(Items listed in a dataset)
PR #13039, opened 2026-07-27
fix: composer input overflow with long unbroken strings

shubhook:
## Description

Fixed composer input overflow when typing or pasting long unbroken strings (no spaces). 
The text was overflowing the input area causing layout shift and send button misalignment.

Added `overflow-wrap: break-word` and `word-break: break-word` to `.tiptap` class in 
`TipTapEditor.css`, and `min-width: 0` to the flex container in `ContinueInputBox.tsx`.

Fixes #13016

## AI Code Review

- **Team members only**: AI review runs automatically when PR is opened or marked ready for review
- Team members can also trigger a review by commenting `@continue-review`

## Checklist

- [x] I've read the [contributing guide](https://github.com/continuedev/continue/blob/main/CONTRIBUTING.md)
- [x] The relevant docs, if any, have been updated or created
- [x] The relevant tests, if any, have been updated or created

## Screen recording or screenshot

Before:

EXERCISE:
Copy out each line of the entries where the word "unbroken" is found.

EXERCISE RESPONSE:
fix: composer input overflow with long unbroken strings
Fixed composer input overflow when typing or pasting long unbroken strings (no spaces). 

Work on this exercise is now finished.